Brian Kemp, Republican candidate for governor and Georgia Secretary of State, was greeted by a hundred eager faces when he stepped off the bus Monday morning in Dawson County for the first stop on a weeklong campaign tour.
Local elected officials, law enforcement and emergency services personnel as well as dozens of Dawson residents gathered Oct. 1 at John Megel Chevrolet on Ga. 400 to hear from Kemp, who faces Democrat Stacey Abrams and Libertarian Ted Metz on Nov. 6.
The “Putting Georgians First” bus tour will hit 27 counties this week.
Kemp, who lives in Athens, touched on a few key topics in a brief address to the crowd, including taxes, education and law enforcement. He said if elected, he plans to support further tax cuts like the billion-dollar cut the state legislature passed earlier this year.


“I’m planning as governor to sign another tax cut to continuate that this coming year,” Kemp said.
State lawmakers cut the state income tax rate in response to the federal tax cut bill signed into law by President Donald Trump in 2017. Changes at the national level would have created a huge windfall for Georgia state government — practically creating a tax increase at the state level.
Republican lawmakers in Atlanta acted to head off the windfall by passing the state’s first income tax cut in decades, though rates for most Georgians and the revenue for state government will be close to the same as they were before the federal income tax cut.
Kemp also told the gathered supporters he plans to focus on deregulation and create an environment in the state that supports small business.
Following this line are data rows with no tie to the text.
PR #3911, opened 2026-08-08
Rework landscape generation tab switching

### LINKED ISSUE #3910: Opening or reopening 'Landscape Generation Options' does not select tab properly
**Description**
In original Locomotion (Steam), clicking 'Landscape Generation Options' from the top toolbar would set the Landscape Generation window to its first tab.

In OpenLoco, all of the tab button widgets get deactivated, and the window's contents does not change from its current tab.

On 26.07.1 this could also result in the window being sized incorrectly, although the window no longer changes size on master, so now it is mainly just the all tabs display as inactive that is wrong.

**Screenshots**
Image

AaronVanGeffen:
This PR addresses the regression with the Landscape Generation window now having its active tab selected. Fixes #3910.

We also refactor the tab info into one struct, `kTabInformationByTabOffset`, similar to how other windows implement theirs. (No coincidence that this is one of the first windows we reimplemented.)

### DIFF
--- a/src/OpenLoco/src/Ui/Windows/LandscapeGeneration.cpp
+++ b/src/OpenLoco/src/Ui/Windows/LandscapeGeneration.cpp
@@ -247,6 +247,9 @@ namespace OpenLoco::Ui::Windows::LandscapeGeneration
             window.widgets[widx::close_button].left = window.width - 15;
             window.widgets[widx::close_button].right = window.width - 3;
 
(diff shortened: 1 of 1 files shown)


LeeSpork:
The behaviour is now slightly different from original (Steam) in that it stays on the already open tab instead of going to the first tab (when you click its top toolbar button to open it when it is already open), but this could be argued to be an improvement and I am happy.

AaronVanGeffen:
Yes, I agree this is how it was intended in the first place. Looking at `LandscapeGeneration::open`, no reference to explicit tab switching is made either.

duncanspumpkin (approved):

PR #3914, opened 2026-08-08
Properly enable/disable 'generate when game starts' widget

### LINKED ISSUE #3566: "Only generate landscape when game starts" is not disabled/enabled correctly when changing heightmap source
**Version information:**
 - Version: 25.12

**To Reproduce**
Open scenario editor and go forward to landscape editor step...

***Part 1***
1. Change "Heightmap source" to PNG heightmap file.
2. Change it back to either original or simplex generator.
3. See that the "Only generate landscape when game starts" checkbox widget is now disabled when it should be enabled (until re-opening the tab).

***Part 2***
1. Check "Only generate landscape when game starts"
2. Change "Heightmap source" to PNG heightmap file.
3. See that it is now enabled, and selected, neither of which should be allowed for PNG heightmap mode.

**Expected behaviour**
"Only generate landscape when game starts" should always be an available option for original and simplex modes, and never for PNG heightmap mode (as someone downloading the scenario might not have the heightmap file).

**Screenshots**

Image

Image

AaronVanGeffen:
Fixes #3566

### DIFF
--- a/CHANGELOG.md
+++ b/CHANGELOG.md
@@ -6,6 +6,7 @@
 - Fix: [#2082] Scrollbars can be overdrawn when certain windows are resized but their scrollview is not.
 - Fix: [#2983] Can no longer scroll to adjust terraform tool size widgets.
 - Fix: [#3534] The minimum landscape height can be set to 0 in the landscape generator, while 1 is expected.
+- Fix: [#3566] The 'Only generate landscape when game starts' option remains in effect when switching to PNG heightmaps.
 - Fix: [#3597] News messages don't update viewport/image position correctly between messages.
 - Fix: [#3676] Fix bug where last land variation sprite went unused (original bug).
 - Fix: [#3855] UI invalidation issue when using switch company cheat.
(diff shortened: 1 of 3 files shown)


duncanspumpkin (approved):

LeeSpork:
If you tick 'generate when game starts' before selecting 'PNG heightmap', it will still be ticked, which isn't ideal

AaronVanGeffen:
Ah, right. The state itself will still have the value, even if it is longer applied. Yeah, I can see how that would be confusing. Should be an easy fix.

LeeSpork:
It still applied the generate on game start, allowing me to save a a dud of a scenario

AaronVanGeffen:
I see. This is complicated by this not being a true option, instead depending on `ScenarioFlags::landscapeGenerationDone` having been set. The map generator itself gets these passed `const`, so I'll just have to make sure it gets flagged in the UI.

AaronVanGeffen:
@LeeSpork I think that's sorted now. Could you re-test?

LeeSpork:
Seems better, though it still lets you save without generating the landscape in PNG heightmap mode. Maybe correcting that is out of scope for this though?
image
(Generate button lights up when a heightmap is selected 🙂)

Might also want to add a changelog entry

LeeSpork (approved):

AaronVanGeffen:
> Seems better, though it still lets you save without generating the landscape in PNG heightmap mode. Maybe correcting that is out of scope for this though?

Could you file an issue for that? This should be handled in the editor controller, so I'd prefer to tackle that after #3905.

> Might also want to add a changelog entry

Sure, will do

PR #3922, opened 2026-08-09
Construction move setDisabledWidgets call from onResize to onPrepareDraw

### LINKED ISSUE #3920: Construction window allows selecting impossible track shapes
**Version information:**
Regression since release 26.07.1

**Describe the bug**
Track/road shape/slope button widgets are no longer disabled when incompatible with the currently selected slope/shape.

**Screenshots**
Image

**Additional context**
Clicking the 'build this' button when an invalid track/road shape is selected thankfully does nothing at least.

AaronVanGeffen:
Fixes #3920

### DIFF
--- a/src/OpenLoco/src/Ui/Windows/Construction/ConstructionTab.cpp
+++ b/src/OpenLoco/src/Ui/Windows/Construction/ConstructionTab.cpp
@@ -1108,6 +1108,8 @@ namespace OpenLoco::Ui::Windows::Construction::Construction
         window->invalidate();
     }
 
+    static void setDisabledWidgets(Window& self);
+
     // 0x0049F1B5
     void activateSelectedConstructionWidgets()
     {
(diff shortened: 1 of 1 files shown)


shusaura85:
Tested. Fixes widget disabling for both road and track construction windows

src/OpenLoco/src/Ui/Windows/Construction/ConstructionTab.cpp
```diff
@@ -2892,6 +2892,8 @@ namespace OpenLoco::Ui::Windows::Construction::Construction
     {
         Common::prepareDraw(&self);
 
+        setDisabledWidgets(self);
```
duncanspumpkin: i personally thought it would be better to just do it at the same time as `activateSelectedConstructionWidgets` its a little odd that they aren't completely linked. When i was looking into this issue that is the function i looked for first then was confused that the disable code wasn't there.

AaronVanGeffen: That's a good point. Sorry, I forgot about it while I was distracted by debugging the tutorial panning.

I've moved the call to `activateSelectedConstructionWidgets` instead. Since it's called in many places, I thought it best to call it from there directly. Seems to be doing the trick.

duncanspumpkin (approved):

PR #3924, opened 2026-08-09
Fix incorrect namespace comment in InvalidationGrid.h

Gymnasiast:
Came across this by accident while lookup something up. Figured I’d just fix it.


AaronVanGeffen:
Haha, nice find. We don't even enforce these trailing comments on in `clang-tidy`. I suppose that's why it went unnoticed for so long.

AaronVanGeffen (approved):

PR #3837, opened 2026-07-26
Fix tutorials - window layouts

LeeSpork:
Restores the old layouts for the following windows, but only when a tutorial is playing:

- Toolbar top - Game (floppy disk) dropdown
- Track/Road Construction tab
- Build Vehicle window

Fixes #3795

Closes #3796 - the tutorials will finally play (mostly) correctly again!

**Tasks**
- [X] Top toolbar (tutorial misses 'Quit to menu')
- [X] Track/Road Construction window
- [X] Build Vehicle window - reduce size that the window opens with
- [X] Build Vehicle window - remove filter dropdowns row (as tutorial 1 and 3 click in wrong place to purchase correct vehicle otherwise)
- Test tutorials to check the changes worked (ugh they take 5 mins each)
    - [X] Tutorial 1
    - [X] Tutorial 2
    - [X] Tutorial 3
- [x] Add changelog entry

**Notes from my testing**
- Tutorial 1 tested in conjunction with #3836's changes. Plays flawlessly!
- Tutorial 2 and 3 both gets messed up when setting up the second vehicle's orders, but otherwise plays fine. They still correctly exit to menu at the end.
- Build Vehicle's scroll thumb is a little messed up, but the tutorial manages to reach the correct scroll position anyway so it is fine.

PR #3927, opened 2026-08-10
Move close button in signal tab when tutorial is running

LeeSpork:
Essentially a continuation of #3837

Makes Tutorial 3 work better

Note There is still a remaining issue where the tutorial messes up after or when setting the orders of the second vehicle. (I however do not care.)

### DIFF
--- a/src/OpenLoco/src/Ui/Windows/Construction/Common.cpp
+++ b/src/OpenLoco/src/Ui/Windows/Construction/Common.cpp
@@ -27,6 +27,7 @@
 #include "Objects/TrainStationObject.h"
 #include "Objects/VehicleObject.h"
 #include "SceneManager.h"
+#include "Tutorial.h"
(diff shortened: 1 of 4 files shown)


src/OpenLoco/src/Ui/Windows/Construction/Common.cpp
```diff
@@ -901,6 +902,14 @@ namespace OpenLoco::Ui::Windows::Construction
 
             setDisabledWidgets(&self);
 
+            if (widgetIndex == widx::tab_signal && OpenLoco::Tutorial::state() != OpenLoco::Tutorial::State::none)
```
duncanspumpkin, line 906: Can we have a massive // TODO: REMOVE WHEN REWORKING TUTORIALS

duncanspumpkin (approved):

“I started my first company with a pickup truck, a shovel and a tool box,” Kemp said. “My plan is to create an environment in our state where we have less regulation, we have a low cost of doing business and low taxes.”
His plans for education include raises for teachers, less standardized testing and more local control.
“I want to expand pre-K, I want to protect the Hope Scholarship,” he said. “I want to have less testing, less state mandates, more local control when it comes to education … giving our hardworking teachers a pay raise, lowering taxes and letting them teach our children. … They know what to do in their local community a lot better than some bureaucrat in the state government or the federal government does.”
Kemp has proposed a permanent, annual teacher pay raise of $5,000, which would cost about $6 million a year. Kemp told The Times on Sept. 20 that he would also allocate funds for safety improvements through the establishment of a school safety division within the Georgia Department of Education, as well as address mental health by funding at least one support counselor in every high school.
Kemp said he also has a plan to stop and dismantle street gangs.
“We have over 70,000 street gang members here in the state of Georgia. After talking with law enforcement and prosecutors, I have come up with a plan to go after and dismantle those individuals — that is what we need to do to build off the great things that Gov. Nathan Deal and congressman (Doug) Collins have done on criminal justice reform,” Kemp said. “This is the next step. We have got to keep our families safe.”


Dawson County voted overwhelmingly Republican in November 2016, voting 85 percent for President Donald Trump with voter turnout at 71 percent. Hall County meanwhile voted 73 percent for Trump with voter turnout at 78.5 percent.
“We are in a fight of our lives right now,” Kemp said. “For the people who are saying we’ve got this in the bag, we do not. We’re in great shape, we’re going to win, but we can’t win if anybody stays at home. Don't let showing up this morning be the last thing you do for this campaign. Let it be the start.”
Other stops on the tour Monday included Pickens, Fannin, Gilmer, Murray and Whitfield counties.
Throughout the week Kemp will also be stopping by Floyd, Bartow, Haralson, Douglas, Coweta, Spalding, Sumter, Lee, Mitchell, Cook, Tift, Clinch, Coffee, Irwin, Dodge, Houston, Peach, Laurens, Washington, Richmond and Hart counties.